_Provided information_:
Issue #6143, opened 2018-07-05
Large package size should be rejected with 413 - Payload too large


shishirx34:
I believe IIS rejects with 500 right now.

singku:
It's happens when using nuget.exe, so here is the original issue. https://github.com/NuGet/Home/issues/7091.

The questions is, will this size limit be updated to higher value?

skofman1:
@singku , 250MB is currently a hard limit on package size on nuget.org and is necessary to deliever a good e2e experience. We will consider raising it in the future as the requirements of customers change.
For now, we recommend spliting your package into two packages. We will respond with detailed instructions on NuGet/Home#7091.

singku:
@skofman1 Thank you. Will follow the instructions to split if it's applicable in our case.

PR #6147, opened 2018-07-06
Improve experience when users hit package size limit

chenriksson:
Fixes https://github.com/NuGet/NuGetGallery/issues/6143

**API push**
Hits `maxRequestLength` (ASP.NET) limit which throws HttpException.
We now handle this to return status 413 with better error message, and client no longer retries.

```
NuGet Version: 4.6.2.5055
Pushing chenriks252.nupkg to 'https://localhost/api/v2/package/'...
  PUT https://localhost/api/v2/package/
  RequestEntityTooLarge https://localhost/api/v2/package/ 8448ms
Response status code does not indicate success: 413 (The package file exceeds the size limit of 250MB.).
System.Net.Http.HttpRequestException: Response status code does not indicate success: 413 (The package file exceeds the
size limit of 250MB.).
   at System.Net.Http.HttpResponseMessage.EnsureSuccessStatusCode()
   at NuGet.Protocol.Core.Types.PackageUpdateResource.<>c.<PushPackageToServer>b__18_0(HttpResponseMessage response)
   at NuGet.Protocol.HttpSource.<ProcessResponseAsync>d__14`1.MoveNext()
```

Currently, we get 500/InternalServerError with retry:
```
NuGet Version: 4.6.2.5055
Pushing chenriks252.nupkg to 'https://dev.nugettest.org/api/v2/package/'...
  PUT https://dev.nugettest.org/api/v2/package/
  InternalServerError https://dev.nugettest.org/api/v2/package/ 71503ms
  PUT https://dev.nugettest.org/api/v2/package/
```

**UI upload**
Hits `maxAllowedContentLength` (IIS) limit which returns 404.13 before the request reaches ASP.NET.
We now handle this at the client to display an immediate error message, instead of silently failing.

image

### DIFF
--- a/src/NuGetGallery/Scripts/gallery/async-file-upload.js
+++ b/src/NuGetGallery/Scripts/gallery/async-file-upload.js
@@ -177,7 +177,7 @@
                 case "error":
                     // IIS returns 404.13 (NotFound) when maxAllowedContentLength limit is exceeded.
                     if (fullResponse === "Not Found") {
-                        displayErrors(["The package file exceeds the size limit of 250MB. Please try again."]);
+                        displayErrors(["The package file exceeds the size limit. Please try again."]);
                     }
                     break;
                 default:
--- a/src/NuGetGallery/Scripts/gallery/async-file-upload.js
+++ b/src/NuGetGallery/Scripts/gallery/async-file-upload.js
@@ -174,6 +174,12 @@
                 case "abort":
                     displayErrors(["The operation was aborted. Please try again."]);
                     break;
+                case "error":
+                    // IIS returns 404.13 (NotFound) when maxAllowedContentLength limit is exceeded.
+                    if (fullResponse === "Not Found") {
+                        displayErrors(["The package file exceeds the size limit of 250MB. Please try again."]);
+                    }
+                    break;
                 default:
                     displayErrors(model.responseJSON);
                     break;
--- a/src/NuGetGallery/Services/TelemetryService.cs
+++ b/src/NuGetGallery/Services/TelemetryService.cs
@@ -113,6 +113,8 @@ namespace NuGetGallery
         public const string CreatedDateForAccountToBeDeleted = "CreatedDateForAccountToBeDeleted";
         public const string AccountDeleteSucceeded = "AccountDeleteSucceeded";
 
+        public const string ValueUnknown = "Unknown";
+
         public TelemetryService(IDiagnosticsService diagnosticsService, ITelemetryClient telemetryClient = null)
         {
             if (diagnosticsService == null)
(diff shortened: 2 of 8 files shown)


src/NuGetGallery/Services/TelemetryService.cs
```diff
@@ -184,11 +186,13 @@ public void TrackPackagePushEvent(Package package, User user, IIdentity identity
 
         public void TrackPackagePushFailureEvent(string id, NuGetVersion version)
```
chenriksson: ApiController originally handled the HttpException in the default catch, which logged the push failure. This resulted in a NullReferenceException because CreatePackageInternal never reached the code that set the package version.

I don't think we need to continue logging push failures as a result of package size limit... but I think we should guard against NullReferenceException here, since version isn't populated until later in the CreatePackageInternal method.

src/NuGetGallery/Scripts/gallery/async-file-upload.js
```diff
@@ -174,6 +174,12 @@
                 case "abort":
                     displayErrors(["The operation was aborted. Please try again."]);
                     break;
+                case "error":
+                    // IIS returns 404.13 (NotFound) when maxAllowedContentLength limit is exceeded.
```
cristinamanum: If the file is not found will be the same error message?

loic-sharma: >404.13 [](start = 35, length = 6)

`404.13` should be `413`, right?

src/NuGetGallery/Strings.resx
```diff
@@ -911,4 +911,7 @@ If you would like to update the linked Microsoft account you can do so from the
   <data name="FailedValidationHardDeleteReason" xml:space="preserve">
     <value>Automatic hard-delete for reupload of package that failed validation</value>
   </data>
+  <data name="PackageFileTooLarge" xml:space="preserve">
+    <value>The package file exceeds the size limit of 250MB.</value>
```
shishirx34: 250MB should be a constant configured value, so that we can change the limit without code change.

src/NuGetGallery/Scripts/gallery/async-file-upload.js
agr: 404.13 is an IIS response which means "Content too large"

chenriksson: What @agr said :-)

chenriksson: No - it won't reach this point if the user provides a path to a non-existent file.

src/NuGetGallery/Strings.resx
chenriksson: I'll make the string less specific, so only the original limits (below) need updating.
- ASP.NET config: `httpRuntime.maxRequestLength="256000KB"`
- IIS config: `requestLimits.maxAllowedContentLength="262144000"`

* * *

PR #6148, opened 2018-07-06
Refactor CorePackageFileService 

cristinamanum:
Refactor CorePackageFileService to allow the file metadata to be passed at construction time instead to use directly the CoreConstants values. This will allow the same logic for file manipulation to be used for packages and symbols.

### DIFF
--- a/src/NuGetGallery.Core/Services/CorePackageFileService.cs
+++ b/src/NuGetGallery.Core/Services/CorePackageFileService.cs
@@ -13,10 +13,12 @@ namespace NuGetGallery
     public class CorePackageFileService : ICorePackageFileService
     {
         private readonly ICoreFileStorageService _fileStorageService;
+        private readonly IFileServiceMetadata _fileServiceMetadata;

...

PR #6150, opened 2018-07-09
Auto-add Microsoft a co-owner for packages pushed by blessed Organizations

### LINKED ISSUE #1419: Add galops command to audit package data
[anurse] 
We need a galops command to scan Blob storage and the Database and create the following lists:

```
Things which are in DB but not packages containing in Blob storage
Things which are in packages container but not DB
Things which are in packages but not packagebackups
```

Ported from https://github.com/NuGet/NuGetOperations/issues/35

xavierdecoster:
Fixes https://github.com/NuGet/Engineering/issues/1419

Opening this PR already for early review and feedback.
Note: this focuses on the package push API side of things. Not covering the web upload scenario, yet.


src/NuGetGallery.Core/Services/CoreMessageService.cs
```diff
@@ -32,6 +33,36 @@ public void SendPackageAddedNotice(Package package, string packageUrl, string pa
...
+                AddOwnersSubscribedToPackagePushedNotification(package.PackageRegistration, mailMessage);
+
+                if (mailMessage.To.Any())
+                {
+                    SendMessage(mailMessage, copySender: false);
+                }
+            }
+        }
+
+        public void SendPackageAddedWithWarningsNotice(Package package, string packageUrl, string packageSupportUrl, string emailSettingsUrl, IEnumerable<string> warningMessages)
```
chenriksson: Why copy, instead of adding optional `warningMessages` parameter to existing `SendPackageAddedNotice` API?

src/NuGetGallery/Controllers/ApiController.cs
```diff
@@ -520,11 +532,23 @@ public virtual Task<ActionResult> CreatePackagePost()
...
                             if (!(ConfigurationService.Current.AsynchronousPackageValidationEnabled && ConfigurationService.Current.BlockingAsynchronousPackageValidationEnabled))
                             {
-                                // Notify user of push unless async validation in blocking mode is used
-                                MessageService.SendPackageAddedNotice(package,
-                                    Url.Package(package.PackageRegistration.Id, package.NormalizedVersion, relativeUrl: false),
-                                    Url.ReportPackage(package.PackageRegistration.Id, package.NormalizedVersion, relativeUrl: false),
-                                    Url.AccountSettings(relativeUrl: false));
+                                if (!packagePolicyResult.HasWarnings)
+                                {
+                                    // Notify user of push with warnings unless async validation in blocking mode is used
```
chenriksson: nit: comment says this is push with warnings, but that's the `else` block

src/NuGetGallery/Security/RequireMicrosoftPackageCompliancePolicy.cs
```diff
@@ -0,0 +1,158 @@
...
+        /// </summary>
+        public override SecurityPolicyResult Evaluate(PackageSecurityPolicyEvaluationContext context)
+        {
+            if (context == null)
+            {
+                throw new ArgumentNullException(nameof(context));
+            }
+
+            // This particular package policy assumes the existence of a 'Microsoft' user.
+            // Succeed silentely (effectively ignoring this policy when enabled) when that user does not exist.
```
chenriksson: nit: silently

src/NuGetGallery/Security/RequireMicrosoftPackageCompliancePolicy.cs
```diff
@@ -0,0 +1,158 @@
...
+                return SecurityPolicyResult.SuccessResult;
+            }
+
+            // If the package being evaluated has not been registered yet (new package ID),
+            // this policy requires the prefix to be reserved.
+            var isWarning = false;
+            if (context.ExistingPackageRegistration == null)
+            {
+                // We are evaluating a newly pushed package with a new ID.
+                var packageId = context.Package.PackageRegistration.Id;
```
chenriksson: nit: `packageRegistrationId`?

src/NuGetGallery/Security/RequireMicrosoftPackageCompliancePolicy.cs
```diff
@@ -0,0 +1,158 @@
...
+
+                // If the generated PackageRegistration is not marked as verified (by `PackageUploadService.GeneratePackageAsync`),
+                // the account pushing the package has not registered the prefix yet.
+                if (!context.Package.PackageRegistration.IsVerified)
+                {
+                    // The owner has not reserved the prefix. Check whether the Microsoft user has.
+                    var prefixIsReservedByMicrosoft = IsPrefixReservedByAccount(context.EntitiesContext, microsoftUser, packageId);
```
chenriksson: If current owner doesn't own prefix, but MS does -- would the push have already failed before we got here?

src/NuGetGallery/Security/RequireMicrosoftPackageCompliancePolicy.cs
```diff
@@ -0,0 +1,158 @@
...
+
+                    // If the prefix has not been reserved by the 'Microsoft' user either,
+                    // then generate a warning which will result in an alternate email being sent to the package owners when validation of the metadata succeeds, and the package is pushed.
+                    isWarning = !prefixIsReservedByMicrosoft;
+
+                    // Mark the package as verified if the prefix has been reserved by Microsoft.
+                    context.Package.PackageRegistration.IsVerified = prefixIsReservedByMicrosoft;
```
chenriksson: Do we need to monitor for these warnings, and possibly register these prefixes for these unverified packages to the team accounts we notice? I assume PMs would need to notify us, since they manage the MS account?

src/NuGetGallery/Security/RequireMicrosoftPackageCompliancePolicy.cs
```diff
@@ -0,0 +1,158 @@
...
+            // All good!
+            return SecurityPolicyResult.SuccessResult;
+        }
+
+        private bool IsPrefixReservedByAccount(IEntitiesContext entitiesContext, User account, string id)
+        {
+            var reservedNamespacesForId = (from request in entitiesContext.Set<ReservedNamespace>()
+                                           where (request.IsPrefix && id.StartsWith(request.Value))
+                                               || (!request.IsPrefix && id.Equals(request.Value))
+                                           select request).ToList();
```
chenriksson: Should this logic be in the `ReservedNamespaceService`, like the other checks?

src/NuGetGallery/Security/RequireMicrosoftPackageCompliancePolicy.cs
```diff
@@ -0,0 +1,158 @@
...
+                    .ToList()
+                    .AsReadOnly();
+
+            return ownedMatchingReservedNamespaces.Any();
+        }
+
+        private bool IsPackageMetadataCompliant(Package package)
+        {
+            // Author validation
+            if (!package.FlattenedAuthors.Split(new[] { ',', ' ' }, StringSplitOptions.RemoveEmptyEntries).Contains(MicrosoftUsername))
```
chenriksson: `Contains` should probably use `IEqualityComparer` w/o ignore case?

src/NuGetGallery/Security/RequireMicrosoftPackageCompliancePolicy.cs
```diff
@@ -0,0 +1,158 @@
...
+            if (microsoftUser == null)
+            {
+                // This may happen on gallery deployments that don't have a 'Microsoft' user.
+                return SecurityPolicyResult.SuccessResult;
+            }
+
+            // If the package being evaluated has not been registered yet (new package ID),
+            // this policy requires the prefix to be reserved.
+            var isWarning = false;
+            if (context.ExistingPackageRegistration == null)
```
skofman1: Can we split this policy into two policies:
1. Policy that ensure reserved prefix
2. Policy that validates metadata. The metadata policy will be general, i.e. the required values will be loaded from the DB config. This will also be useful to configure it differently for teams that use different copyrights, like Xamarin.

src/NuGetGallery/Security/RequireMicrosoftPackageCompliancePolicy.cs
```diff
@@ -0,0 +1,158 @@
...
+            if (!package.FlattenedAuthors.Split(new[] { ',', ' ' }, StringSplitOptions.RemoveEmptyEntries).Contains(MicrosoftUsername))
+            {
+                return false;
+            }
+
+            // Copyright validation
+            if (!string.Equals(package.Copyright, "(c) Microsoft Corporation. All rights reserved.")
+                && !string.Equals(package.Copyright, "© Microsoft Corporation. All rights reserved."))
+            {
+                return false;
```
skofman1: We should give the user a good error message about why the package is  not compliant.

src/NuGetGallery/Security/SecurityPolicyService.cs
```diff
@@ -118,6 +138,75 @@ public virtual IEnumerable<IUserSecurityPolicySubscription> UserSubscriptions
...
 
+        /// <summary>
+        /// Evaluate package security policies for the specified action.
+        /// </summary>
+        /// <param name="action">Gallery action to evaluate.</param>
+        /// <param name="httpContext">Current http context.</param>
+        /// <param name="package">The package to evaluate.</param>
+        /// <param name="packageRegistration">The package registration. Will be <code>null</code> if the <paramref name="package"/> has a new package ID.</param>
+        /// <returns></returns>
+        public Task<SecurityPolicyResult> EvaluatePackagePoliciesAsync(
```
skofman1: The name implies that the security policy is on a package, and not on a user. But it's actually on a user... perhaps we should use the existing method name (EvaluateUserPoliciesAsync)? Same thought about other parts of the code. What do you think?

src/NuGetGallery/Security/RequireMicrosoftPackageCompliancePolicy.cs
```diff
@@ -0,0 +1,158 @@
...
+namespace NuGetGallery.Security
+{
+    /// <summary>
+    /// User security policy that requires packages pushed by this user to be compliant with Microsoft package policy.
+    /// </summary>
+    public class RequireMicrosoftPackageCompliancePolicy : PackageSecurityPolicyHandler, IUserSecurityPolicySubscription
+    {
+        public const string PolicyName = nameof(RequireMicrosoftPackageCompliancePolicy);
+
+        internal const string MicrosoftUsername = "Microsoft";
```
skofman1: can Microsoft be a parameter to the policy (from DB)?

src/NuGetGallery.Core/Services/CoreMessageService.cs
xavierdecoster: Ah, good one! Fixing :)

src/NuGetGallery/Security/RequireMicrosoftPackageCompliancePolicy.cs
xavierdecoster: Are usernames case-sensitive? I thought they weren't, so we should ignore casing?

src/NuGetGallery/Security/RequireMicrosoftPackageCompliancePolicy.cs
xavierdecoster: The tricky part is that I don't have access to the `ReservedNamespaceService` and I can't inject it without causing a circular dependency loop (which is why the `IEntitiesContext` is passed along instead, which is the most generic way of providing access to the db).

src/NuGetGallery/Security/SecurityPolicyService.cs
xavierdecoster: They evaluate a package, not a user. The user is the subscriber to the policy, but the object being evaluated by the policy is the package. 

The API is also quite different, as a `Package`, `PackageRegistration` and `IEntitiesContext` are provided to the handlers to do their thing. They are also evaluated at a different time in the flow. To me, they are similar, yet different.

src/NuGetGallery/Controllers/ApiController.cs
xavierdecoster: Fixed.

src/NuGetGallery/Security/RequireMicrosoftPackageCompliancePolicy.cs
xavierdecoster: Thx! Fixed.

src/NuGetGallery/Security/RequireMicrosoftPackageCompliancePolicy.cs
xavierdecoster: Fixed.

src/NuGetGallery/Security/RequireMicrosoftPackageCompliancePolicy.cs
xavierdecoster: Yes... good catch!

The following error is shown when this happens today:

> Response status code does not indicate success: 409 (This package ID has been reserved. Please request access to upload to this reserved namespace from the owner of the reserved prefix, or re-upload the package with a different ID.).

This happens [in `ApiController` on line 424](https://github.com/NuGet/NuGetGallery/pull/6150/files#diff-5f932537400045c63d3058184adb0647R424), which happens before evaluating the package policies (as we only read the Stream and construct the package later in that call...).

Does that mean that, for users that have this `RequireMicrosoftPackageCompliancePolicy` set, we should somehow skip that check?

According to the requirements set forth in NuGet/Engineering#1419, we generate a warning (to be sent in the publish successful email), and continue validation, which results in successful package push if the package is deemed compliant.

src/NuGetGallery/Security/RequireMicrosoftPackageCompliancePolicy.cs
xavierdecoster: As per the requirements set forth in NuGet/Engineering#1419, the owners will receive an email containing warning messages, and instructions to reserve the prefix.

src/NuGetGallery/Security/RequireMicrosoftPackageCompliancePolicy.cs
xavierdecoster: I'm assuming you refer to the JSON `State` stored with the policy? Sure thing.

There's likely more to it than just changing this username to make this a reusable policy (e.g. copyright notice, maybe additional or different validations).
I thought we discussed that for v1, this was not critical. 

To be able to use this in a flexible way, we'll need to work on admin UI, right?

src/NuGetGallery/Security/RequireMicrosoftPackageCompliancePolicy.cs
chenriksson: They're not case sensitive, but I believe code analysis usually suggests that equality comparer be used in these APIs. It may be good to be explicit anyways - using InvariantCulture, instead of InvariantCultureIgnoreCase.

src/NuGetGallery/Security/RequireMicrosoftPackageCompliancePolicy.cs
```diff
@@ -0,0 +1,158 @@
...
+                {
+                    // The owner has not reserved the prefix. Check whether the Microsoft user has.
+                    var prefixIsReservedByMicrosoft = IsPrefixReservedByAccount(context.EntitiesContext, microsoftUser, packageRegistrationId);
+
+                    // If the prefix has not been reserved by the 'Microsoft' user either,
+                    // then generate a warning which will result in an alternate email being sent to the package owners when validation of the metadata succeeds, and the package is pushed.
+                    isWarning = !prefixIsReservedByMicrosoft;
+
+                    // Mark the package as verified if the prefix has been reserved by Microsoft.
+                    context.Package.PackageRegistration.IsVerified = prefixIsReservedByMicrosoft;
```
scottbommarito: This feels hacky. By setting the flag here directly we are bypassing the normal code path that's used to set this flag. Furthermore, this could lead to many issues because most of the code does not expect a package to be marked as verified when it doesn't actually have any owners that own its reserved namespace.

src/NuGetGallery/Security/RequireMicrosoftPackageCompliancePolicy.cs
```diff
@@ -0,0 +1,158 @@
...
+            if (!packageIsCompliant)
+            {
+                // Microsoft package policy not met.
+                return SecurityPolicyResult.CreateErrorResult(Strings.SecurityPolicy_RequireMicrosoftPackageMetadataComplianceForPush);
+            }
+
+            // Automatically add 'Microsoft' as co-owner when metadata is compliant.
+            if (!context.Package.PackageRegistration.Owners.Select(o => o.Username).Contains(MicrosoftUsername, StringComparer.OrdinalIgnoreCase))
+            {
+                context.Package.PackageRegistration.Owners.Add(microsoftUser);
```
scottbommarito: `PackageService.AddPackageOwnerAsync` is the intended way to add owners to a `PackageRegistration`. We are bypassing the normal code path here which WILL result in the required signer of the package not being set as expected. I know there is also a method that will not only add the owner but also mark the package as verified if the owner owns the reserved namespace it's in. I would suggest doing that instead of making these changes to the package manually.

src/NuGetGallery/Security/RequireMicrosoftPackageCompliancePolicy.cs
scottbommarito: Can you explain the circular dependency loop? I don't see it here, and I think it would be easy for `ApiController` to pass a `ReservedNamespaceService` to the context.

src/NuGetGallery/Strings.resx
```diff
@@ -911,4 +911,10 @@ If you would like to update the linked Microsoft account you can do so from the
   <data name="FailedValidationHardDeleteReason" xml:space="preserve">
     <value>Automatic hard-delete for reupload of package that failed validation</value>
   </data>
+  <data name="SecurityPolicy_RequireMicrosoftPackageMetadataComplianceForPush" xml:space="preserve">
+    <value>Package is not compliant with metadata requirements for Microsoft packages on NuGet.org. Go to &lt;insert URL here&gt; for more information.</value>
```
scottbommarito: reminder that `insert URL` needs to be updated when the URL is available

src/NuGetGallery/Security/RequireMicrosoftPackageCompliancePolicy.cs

_What you need to do_: Show each line in the data where the string "values" appears.

_Result of the task_:
Refactor CorePackageFileService to allow the file metadata to be passed at construction time instead to use directly the CoreConstants values. This will allow the same logic for file manipulation to be used for packages and symbols.
2. Policy that validates metadata. The metadata policy will be general, i.e. the required values will be loaded from the DB config. This will also be useful to configure it differently for teams that use different copyrights, like Xamarin.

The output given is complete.